Location
- 7 Devonshire Place Prenton, Merseyside, CH43 1TX England
- Coordinates: 53°23′14″N 3°02′50″W﻿ / ﻿53.3872°N 3.0472°W

Information
- Type: Preparatory school
- Religious affiliation: Roman Catholic
- Established: 1947
- Founders: Christian Brothers
- Closed: 2019
- Local authority: Wirral
- Department for Education URN: 105125 Tables
- Gender: Coeducational
- Age: 3 to 11
- Enrolment: 250~
- Website: http://www.redcourtstanselms.com

= Redcourt St Anselm's =

Redcourt St Anselm's was a Catholic preparatory day school for boys and girls aged 3 to 11 in the Oxton suburb of Prenton, Merseyside, England. It closed in 2019.

==History==
Redcourt St Anselm's began as the prep department of St. Anselm's College. The Christian Brothers were looking for a place to relocate the younger boys due to the lack of space and purchased Redcourt for £3,250 in 1946. The 197 junior boys moved in the following year with Brother H F Malone as the first headmaster and six other Brothers and lay staff members as teachers. In 1991, girls were first admitted and the nursery department was opened. Due to the Education Act 1993, the senior school (College) took the option to join the state sector (it later became a voluntary aided school) and Redcourt chose to remain private. While it became a fully independent school in its own right and run by lay staff members, it was still under the trusteeship of the Christian Brothers and maintained links with the College.

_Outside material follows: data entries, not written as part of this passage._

PR #883, opened 2018-10-01
Allow `innerRef` prop to be passed down to composite components

Andarist:
Ref forwarding make the innerRef just a regular prop and this should be forwarded to the wrapped component

### DIFF
--- a/packages/styled-base/src/index.js
+++ b/packages/styled-base/src/index.js
@@ -142,11 +142,6 @@ let createStyled: CreateStyled = (tag: any, options?: StyledOptions) => {
               }
             } else {
               newProps.ref = ref
-              if (process.env.NODE_ENV !== 'production' && props.innerRef) {
-                console.error(
-                  '`innerRef` is no longer allowed, please use the `ref` prop instead'
-                )
-              }
             }
 
             const ele = React.createElement(baseTag, newProps)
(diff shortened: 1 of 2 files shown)


packages/styled-base/src/index.js
```diff
@@ -142,11 +142,6 @@ let createStyled: CreateStyled = (tag: any, options?: StyledOptions) => {
               }
             } else {
               newProps.ref = ref
```
Andarist: `innerRef` is popular name in the react ecosystem and numerous libraries use it, IMHO it's undesirable to filter this out now as people might want to use it to get access to wrapped composite components

Andarist:
We can keep a warning (although IMHO that is odd - even though I understand the concern that people might be confused). Anyhow I think we should forward this prop.

mitchellhamilton:
I've been thinking about this a bit and I think we should maybe go so far as to still support innerRef for v10 and remove it in v11 since I think the migration experience is really important and there's no good way to safely codemod innerRef to ref.

Andarist:
Personally I would be against supporting it - refs should be used with caution, so I wouldn't expect them being used in too many places per application.

I understand migration concerns though - it's always a hard choice between one and other, so my personal preference here (which boils down to not wanting to have redundant code & avoiding maintenance costs related to it) shouldn't matter as much.

I can adjust the PR in whatever way you see fit. 

Additional note - styled-components is dropping support for `innerRef` in v4, so at least it wouldn't be as unusual for us to drop it too.

Andarist:
Closing in favour of https://github.com/emotion-js/emotion/pull/923

PR #885, opened 2018-10-01
Replace live playground code examples with codesandbox embeds.

tkh44:
This is a proof of concept for using codesandbox embeds for the code examples. They are generated on the fly and I've got the basics working.

~We will have to fork or patch [react-codesandboxer](https://github.com/Noviny/codesandboxer/tree/master/packages/react-codesandboxer) to enabled autoloading.~(@CompuIves helped me avoid using this component) I believe we could also use a custom gatsby plugin as an alternative method to do this. Create the sandbox during ssr. I didn't have time to explore this though.

With this, I believe we can also remove all the Playground and Live code. I wanted to wait what @mitchellhamilton thinks about this before continuing on. 

Preview of the changes.


site/src/templates/doc.js
```diff
@@ -54,37 +54,110 @@ const ClassName = (props: any) => {
...
+      css={mq({
+        maxWidth: constants.breakpoints[1] + 'em',
+        paddingLeft: [32, 30],
+        paddingRight: [32, 30]
+      })}
+    >
+      {internalCodeStylesClassName => (
+        <div className={internalCodeStylesClassName}>
+          <iframe
+            src={url}
```
tkh44: We could probably use the `onLoad` event on the iframe to display placeholder and reveal iframe when loaded.

tkh44:
I agree on the load time. It is pretty bad.

> Something that I think would be a really good idea though would be adding an open with CodeSandbox link to the examples since that wouldn't affect load times and would mean all the examples would be sharable which I'm guessing was one of the main reasons you wanted to do this?

I like this. Sharing examples is part of it. I liked the idea of devs being able to start a project from any code sample they choose.

One thing we should add is a full next.js example now that codesandbox supports it. Developers can get a boilerplate project going really quickly from an example in the documentation.

One thing I would like to work out is how to give the sandboxes a meaningful title. What do you think would be the best way to give the codeblock a title or name?

mitchellhamilton:
> One thing we should add is a full next.js example now that codesandbox supports it. Developers can get a boilerplate project going really quickly from an example in the documentation.

Great idea! + a gatsby example too

(I made this to show off some stuff in emotion 10 https://codesandbox.io/s/github/mitchellhamilton/emotion-10-next-demo)

> One thing I would like to work out is how to give the sandboxes a meaningful title. What do you think would be the best way to give the codeblock a title or name?

Maybe make it so text after the `@live` bit is used as a name, you'll want to look at https://github.com/emotion-js/emotion/blob/master/site/plugins/gatsby-remark-live-code/index.js

Andarist:
Going to close this as this got really stale by now and chances that somebody would pick this up are rather slim. The idea itself is very good though, it would be great to have links to codesandbox for each example.

PR #886, opened 2018-10-02
Setup AppVeyor CI

Andarist:
**What**:

**Why**:

**How**:

**Checklist**:

- [ ] Documentation
- [x] Tests
- [x] Code complete

### DIFF
--- a/.appveyor.yml
+++ b/.appveyor.yml
@@ -1,6 +1,5 @@
 install:
   - ps: Install-Product node 10 x64
-  - npm install -g yarn@latest
   - yarn
 
 shallow_clone: true
--- a/.appveyor.yml
+++ b/.appveyor.yml
@@ -1,0 +1,12 @@
+install:
+  - ps: Install-Product node 10 x64
+  - npm install -g yarn@latest
+  - yarn
+
+shallow_clone: true
+build: off
+
+test_script:
+  - node -v
+  - yarn -v
+  - yarn test
--- a/.appveyor.yml
+++ b/.appveyor.yml
@@ -6,6 +6,9 @@ install:
 shallow_clone: true
 build: off
 
+cache:
+  - "%LOCALAPPDATA%\\Yarn"
+
 test_script:
   - node -v
   - yarn -v
--- a/babel.config.js
+++ b/babel.config.js
@@ -1,3 +1,5 @@
+const path = require('path')
+
 let pkgsThatNeedBabelPluginEmotion = [
   'emotion',
   'create-emotion',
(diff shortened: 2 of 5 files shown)


Andarist:
Sure, that could be done later - but unfortunately it's not working yet and I don't have much time to debug this at the moment. For some reasons my console.logs are not shown in AppVeyor output 🙈 and I don't have windows machine at hand (nor experience with running scripts on it) to test this myself (without triggering CI rebuild).

Andarist:
Done, let's see if this changes anything for AppVeyor

.appveyor.yml
```diff
@@ -0,0 +1,12 @@
...
+  - npm install -g yarn@latest
+  - yarn
+
+shallow_clone: true
+build: off
+
+test_script:
+  - node -v
+  - yarn -v
+  - yarn test
```
Ailrun: We probably need `cache` setting.
https://www.appveyor.com/docs/build-cache/

Andarist:
@Ailrun I've added caching as recommended by yarn - https://yarnpkg.com/lang/en/docs/install-ci/

not sure if this is enough though and I'm not sure how to truly verify it

.appveyor.yml
```diff
@@ -6,6 +6,9 @@ install:
 shallow_clone: true
 build: off
 
+cache:
+  - "%LOCALAPPDATA%\\Yarn"
+
```
Ailrun: It looks like our CircleCI setting also caches `node_modules` directory. Is there any reason you don't cache them?

Ailrun: Oh, since that's `yarn`s' recommendation...

mitchellhamilton:
Could you update your local version of yarn and revert the changes to the yarn.lock?

.appveyor.yml
Ailrun: We can add `node_modules` and make the cache depends on `yarn.lock` file, but I think this is good enough for yarn, since yarn is fast enough with (its own) cache...

mitchellhamilton:
It seems like this is taking over ten minutes per build. Having a slow CI is something that I would really dislike and I would honestly rather have a fast CI and not support windows than have a slow CI and support windows.

Maybe we could just run the jest tests on windows?

Ailrun:
Test part takes ~10min and Installation takes ~5min. After cache is installed, it would become faster, but it still takes more than 10min.

Ailrun:
How many thread does it use? Document said appveyor have 2 CPU by default. It looks like there are more things run in parallel...

Andarist:
I'll try to play with it to see if we can make it faster. I'm OK with not testing this on windows - the source changes should be merged though (but I guess you agree on this anyway).

mitchellhamilton:
Yep, I'm fine with the source changes.

mitchellhamilton:
@Andarist I just uninstalled AppVeyor because it was breaking codecov's statuses, if you can get this much faster then I'll reinstall it.

Andarist:
No problem, I actually have wanted to propose same thing. I'm not sure if I really want to work on this though given lack of time, so going to close this and we can revisit in case of problems in the future.

PR #888, opened 2018-10-04
Make is-prop-valid check case sensitive

mxstbr:
See https://github.com/styled-components/styled-components/issues/1969#issuecomment-426943214 for the reasoning. Basically this is currently letting props such as `onboarding` or `onlineSize` through even though those are obviously not event handlers.

By making this check case sensitive it should work as expected.

**Checklist**:

- [ ] Documentation N/A
- [ ] Tests N/A
- [x] Code complete


Andarist:
You should verify which one is covered by the regexp now - `autoFocus` or `autofocus` - and add a second one that is not covered at the moment. This is needed for preact compatibility.

PR #890, opened 2018-10-04
Add nohoist option not to hoist dtslint

### LINKED ISSUE #889: test:typescript script cannot find typescript executable after we upgrade to Lerna@3
- `emotion` version: master branch
- `react` version: N/A

**What you did**

1. Remove all `node_modules` directory (`rm -rf **/node_modules`)
1. Reinstall dependencies (`yarn`)
1. Run typescript test (`yarn test:typescript`)

**What happened**

Tests are failed with
```
Error: Cannot find module '<path to repository root>/emotion/node_modules/dtslint/typescript-installs/next/node_modules/typescript'
```

**Suggested solution**
I think this problem occurs because of hoisting of `dtslint`. It can be resolved with `nohoist` option of `yarn`.

Ailrun:
**What**: Adding nohoist option

**Why**: To resolve #889.

**How**: Modifying `package.json`

**Checklist**:
- [N/A] Documentation
- [x] Tests
- [x] Code complete

### DIFF
--- a/package.json
+++ b/package.json
@@ -174,12 +174,17 @@
       }
     ]
   },
-  "workspaces": [
-    "packages/*",
-    "site",
-    "scripts/*",
-    "playgrounds/*"
-  ],
+  "workspaces": {
+    "packages": [
+      "packages/*",
+      "site",
+      "scripts/*",
+      "playgrounds/*"
+    ],
+    "nohoist": [
+      "**/dtslint"
+    ]
+  },
   "bugs": {
     "url": "https://github.com/tkh44/emotion/issues"
   },


mitchellhamilton:
Is there a way that dtslint could be run for all the packages that have types from the root rather than have the scripts in every package?

Ailrun:
@mitchellhamilton We can run `dtslint packages/<package1>/types`, `dtslint packages/<package2>/types`, ... parallelly on the root package, though this one is more unreliable IMO, since,
1. We still need to add each packages manually when we add a new typing
2. Since we place dtslint script farther from package itself, when one adds new typing, he/she could have hard time to find where the type testing script is.

Ailrun:
@mitchellhamilton If you think that's really the way we should take, then writing a script for that could be a solution.

mitchellhamilton:
Nah, if dtslint doesn't have an easy way to do this then I'll just merge this.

The school closed at the end of the Summer term in 2019.

===Redcourt===
Redcourt was originally a Victorian family home built by prominent Scottish banker George Rae between 1876 and 1879 and designed by Edmund Kirby. The Rae family lived there until the outbreak of World War II. It was used by the Home Guard during the War before it was purchased by the Brothers when the War ended. It was designated a Grade II listed building in 1974.

==Academics==
Children were prepared for the Common Entrance and 11-plus exams. Leavers usually transferred to local grammar and independent schools or other Catholic schools. Redcourt had links with two local Catholic schools - St. Anselm's College (boys) and Upton Hall School (girls) - and special provisions were made for those intending to continue their secondary education there.